What this new budget is doing is shifting NASA away from their traditional role as gatekeepers to the stars and continuing in a fashion that lets everybody pursue their dreams. NASA will continue with an increased budget, while forcibly removing some of the fat such as the Constellation and Ares programs, the epitome of big-project wasteful spending. NASA will return more to research while opening the doors for other companies to start opening up space. That’s right, this budget is probably one of the biggest steps towards a privatized space-sector the US has made in decades.
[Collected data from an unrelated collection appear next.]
PR #77, opened 2020-07-30
Fix null handling in tests 

colemanliyah:
changed the way I handled nulls in test cases; I got rid of try catch blocks in helper functions

### DIFF
--- a/src/main/java/com/google/plantasy/utils/QuizTimingPropertiesUtils.java
+++ b/src/main/java/com/google/plantasy/utils/QuizTimingPropertiesUtils.java
@@ -12,7 +12,7 @@
 // See the License for the specific language governing permissions and
 // limitations under the License.
 
-package com.google.sps;
+package com.google.plantasy.utils;
 
 import com.google.appengine.api.datastore.Entity;
 import com.google.appengine.api.datastore.DatastoreService;
@@ -34,7 +34,7 @@ public final class QuizTimingPropertiesUtils {
 
     private static final Logger log = Logger.getLogger(QuizTimingPropertiesUtils.class.getName());
 
-    static final List<String> quiz_questions = new ArrayList<String>(List.of(
+    static final List<String> quiz_questions = Arrays.asList(
         "Which plant has the most food growing from it?",
         "Which plant has the prettiest colors?",
         "Which plant is likely to grow the fastest?",
@@ -53,7 +53,7 @@ public final class QuizTimingPropertiesUtils {
         "Which plant would look the best inside as a houseplant?",
         "Which plant would look the best outside in a garden?",
         "Which plant would you give as a gift?"
-    ));
+    );
 
     //This function gets the the "quiz_timestamp" property of the entity that is fed into the function
     public static Long getQuizTimestampProperty(String entity, String id_of_entity, String id_of_entity_value, DatastoreService datastore) {
--- a/src/main/java/com/google/plantasy/utils/QuizTimingPropertiesUtils.java
+++ b/src/main/java/com/google/plantasy/utils/QuizTimingPropertiesUtils.java
@@ -12,7 +12,7 @@
 // See the License for the specific language governing permissions and
 // limitations under the License.
  
-package com.google.plantasy.utils;
+package com.google.sps;
  
 import com.google.appengine.api.datastore.Entity;
 import com.google.appengine.api.datastore.DatastoreService;
@@ -27,14 +27,14 @@ import java.util.logging.Logger;
 import java.util.logging.Level;
 import java.util.TimeZone;
 import java.text.SimpleDateFormat;
-import java.util.Arrays;
-
+import com.google.plantasy.utils.UserUtils;
+import com.google.plantasy.utils.Game;
+ 
 public final class QuizTimingPropertiesUtils {
-
+ 
     private static final Logger log = Logger.getLogger(QuizTimingPropertiesUtils.class.getName());
-
-    static final List<String> quiz_questions = Arrays.asList(
-        "Which plant has the most food growing from it?",
+ 
+    static final List<String> quiz_questions = new ArrayList<String>(List.of(
         "Which plant has the most food growing from it?",
         "Which plant has the prettiest colors?",
         "Which plant is likely to grow the fastest?",
@@ -52,17 +52,14 @@ public final class QuizTimingPropertiesUtils {
         "Which plant will most likely impress your friends and family?",
         "Which plant would look the best inside as a houseplant?",
         "Which plant would look the best outside in a garden?",
-        "Which plant would you give as a gift?");
+        "Which plant would you give as a gift?"
+    ));
+ 
     //This function gets the the "quiz_timestamp" property of the entity that is fed into the function
     public static Long getQuizTimestampProperty(String entity, String id_of_entity, String id_of_entity_value, DatastoreService datastore) {
         Query query = new Query(entity);
-        PreparedQuery pq;
-        try {
-            pq = datastore.prepare(query);
-        } catch(NullPointerException e) {
-            log.log(Level.SEVERE, "Null result for parameter {0}", datastore);
-            return null;
-        }
+        PreparedQuery pq = datastore.prepare(query);
+ 
         for(Entity query_entity : pq.asIterable()){
             if(query_entity.getProperty(id_of_entity).equals(id_of_entity_value)) {
                 return (Long) query_entity.getProperty("quiz_timestamp");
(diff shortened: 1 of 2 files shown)


src/main/java/com/google/plantasy/utils/QuizTimingPropertiesUtils.java
```diff
@@ -11,9 +11,9 @@
 // WITHOUT WARRANTIES OR CONDITIONS OF ANY KIND, either express or implied.
 // See the License for the specific language governing permissions and
 // limitations under the License.
- 
-package com.google.plantasy.utils;
```
EmmaWenzel, line 15: oh wait can you change this back to plantasy.utils

src/main/java/com/google/plantasy/utils/QuizTimingPropertiesUtils.java
```diff
@@ -27,14 +27,14 @@
...
 import java.text.SimpleDateFormat;
-import java.util.Arrays;
+import com.google.plantasy.utils.UserUtils;
+import com.google.plantasy.utils.Game;
 
 public final class QuizTimingPropertiesUtils {
 
     private static final Logger log = Logger.getLogger(QuizTimingPropertiesUtils.class.getName());
 
-    static final List<String> quiz_questions = Arrays.asList(
```
EmmaWenzel, line 36: also change this function back to this (I think it should work as long as you also get rid of the second parenthesis at the bottom)

src/test/java/com/google/plantasy/TimingPropertiesTest.java
```diff
@@ -12,7 +12,7 @@
 // See the License for the specific language governing permissions and
 // limitations under the License.
 
-package com.google.plantasy;
```
EmmaWenzel, line 15: again here -- change it to plantasy (these might be merge conflicts?)

src/test/java/com/google/plantasy/TimingPropertiesTest.java
```diff
@@ -25,7 +25,7 @@
 import org.junit.Test;
 import org.junit.runner.RunWith;
 import org.junit.runners.JUnit4;
-import com.google.plantasy.utils.QuizTimingPropertiesUtils;
```
EmmaWenzel, line 28: ^ same as above

src/main/java/com/google/plantasy/utils/QuizTimingPropertiesUtils.java
colemanliyah: Sorry about this, I put all of these back!

src/test/java/com/google/plantasy/TimingPropertiesTest.java
```diff
@@ -50,61 +50,76 @@ public void getQuizTimestampProperty_nullUserTimeStamp() {
...
- 
-        Long actual = timing_properties_test.getQuizTimestampProperty("user", "userID", (user.getProperty("userID")).toString(), null);
-        Assert.assertEquals(null, actual);
+
+        Long actual = null;
+        try {
+            actual = timing_properties_test.getQuizTimestampProperty("user", "userID", (user.getProperty("userID")).toString(), null);
+        } catch(NullPointerException e) {
+            Assert.assertEquals(null, actual);
+        }
```
ofk-goog, line 92: Seems like what you want is to assert that a NullPointerException gets thrown, right? If so, try this: https://stackoverflow.com/questions/156503

Currently this test doesn't assert anything. (Neither do the other similar tests.) The only way for it to fail is if `getQuizTimestampProperty` throws an exception that isn't a `NullPointerException`.

src/test/java/com/google/plantasy/TimingPropertiesTest.java
```diff
@@ -50,61 +50,76 @@ public void getQuizTimestampProperty_nullUserTimeStamp() {
...
         DatastoreService datastore = DatastoreServiceFactory.getDatastoreService();
         datastore.put(user);
- 
-        Long actual = timing_properties_test.getQuizTimestampProperty("user", "userID", (user.getProperty("userID")).toString(), datastore); 
-        Assert.assertEquals(null, actual);
+
+        Long actual = null;
+        try {
+            actual = timing_properties_test.getQuizTimestampProperty("user", "userID", (user.getProperty("userID")).toString(), datastore); 
+        } catch (NullPointerException e) {
```
ofk-goog, line 60: I don't think you're testing what you intend to test here. When the `quiz_timestamp` in datastore is `null`, it makes sense for `getQuizTimestampProperty` to return `null`, right? Because `null` is the correct answer to "What is timestamp for this quiz?"

So there's no need for the try-catch block here. If this input causes a `NullPointerException`, the test ought to fail.

src/test/java/com/google/plantasy/TimingPropertiesTest.java
```diff
@@ -50,61 +50,76 @@ public void getQuizTimestampProperty_nullUserTimeStamp() {
...
+            Assert.assertEquals(null, actual);
+        }
```
devonwasson, line 62: here (and everywhere else in this PR) we'll want to actually assert that the exception was thrown. 

What you did is technically a correct way of accomplishing this goal, but it's not intuitive and there is a more elegant way to do this:

https://howtodoinjava.com/junit5/expected-exception-example/

Let me know if you have any questions!

src/test/java/com/google/plantasy/TimingPropertiesTest.java
devonwasson: omg I'm sorry I thought I was on this PR and not you, Oliver. Good news is we gave the exact same advice lol.

src/test/java/com/google/plantasy/TimingPropertiesTest.java
colemanliyah: *insert thumbs up emoji*

src/test/java/com/google/plantasy/TimingPropertiesTest.java
colemanliyah: insert thumbs up emoji

src/test/java/com/google/plantasy/TimingPropertiesTest.java
colemanliyah: Yes I took this out! This is why some tests will still assert nulls while the others have exception checks

src/test/java/com/google/plantasy/TimingPropertiesTest.java
```diff
@@ -275,21 +234,16 @@ public void giveUserQuizTakenPoints_notScoreProperty() {
...
 
-        boolean actual = false;
-        try{
-            actual = timing_properties_test.giveUserQuizTakenPoints(true, user, datastore);
-        } catch(NullPointerException e) {
-            user.setProperty("score", 20);
-        }
-        Assert.assertEquals(user.getProperty("score"), 20);
+        boolean actual = timing_properties_test.giveUserQuizTakenPoints(true, user, datastore);
+        user.setProperty("score", 20);
```
ofk-goog, line 238: This line should be removed, I think

src/test/java/com/google/plantasy/TimingPropertiesTest.java
```diff
@@ -275,21 +234,16 @@ public void giveUserQuizTakenPoints_notScoreProperty() {
...
     }
 
     @Test
     //Test if user was given points if their initial value was not zero
     public void giveUserQuizTakenPoints_actuallyAddedPoints_notStartAtZero(){
         QuizTimingPropertiesUtils timing_properties_test = new QuizTimingPropertiesUtils();
         DatastoreService datastore = DatastoreServiceFactory.getDatastoreService();
-
+
```
ofk-goog: More pesky trailing whitespace here

colemanliyah: Yeah I got rid of these in the next commit

src/test/java/com/google/plantasy/TimingPropertiesTest.java
colemanliyah: Like 238 is there to add the score entity because it was not previously there

src/test/java/com/google/plantasy/TimingPropertiesTest.java
```diff
@@ -225,38 +219,38 @@ public void giveUserQuizTakenPoints_falseUserQuizStatus(){
...
-        
+
         Entity user = new Entity("user");
         user.setProperty("quiz_timestamp", 159430944365L);
         datastore.put(user);
- 
+
         boolean actual = timing_properties_test.giveUserQuizTakenPoints(true, user, datastore);
-        Assert.assertEquals(user.getProperty("score"), 20);
+        user.setProperty("score", 20);
```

That’s big. NASA has spent the past 40 years building giant, conservative, spacecraft, engineering perfection out of them. To their credit, they have succeeded beyond belief. Though these numbers are for all space travel (including Russia), as of September 2009, there had been 505 people in space with only 18th deaths. A 4% chance of death to fly into, live in and work in the single most inhospitable place in the universe for a human? I’ll take it. Whenever it is the public funding potentially hazardous work there is huge outcry if an individual dies, so NASA engineers work their hardest to keep everybody involved alive. This is a huge shift from the Age of Exploration and Discovery when sailors set out from Europe and their loved ones basically expected them to die. Can you imagine anyone in America allowing a program where people are basically expected to die?
Thankfully, all of this conservatism and locked-door approach has been a great breeding ground for the new age this budget proposes. Commercial space companies have troves of information about how to keep people alive in space before they even send people up! Except unlike NASA, these companies will be able to take this technology, mass produce it, make it affordable (relatively), while still keeping people alive (hopefully). A truly new age of space travel is hopefully beginning.
Thanks Jon for the reaffirmation of space exploration. It makes me proud. Love you.
Heyyyy Jon!
I read this article in Popular Science at the gym a few days ago…
http://www.popsci.com/technology/article/2009-12/space-inc
It’s really sad to see the shuttle program cut, and it sounds like expectations for commercial shuttles are a little too optimistic.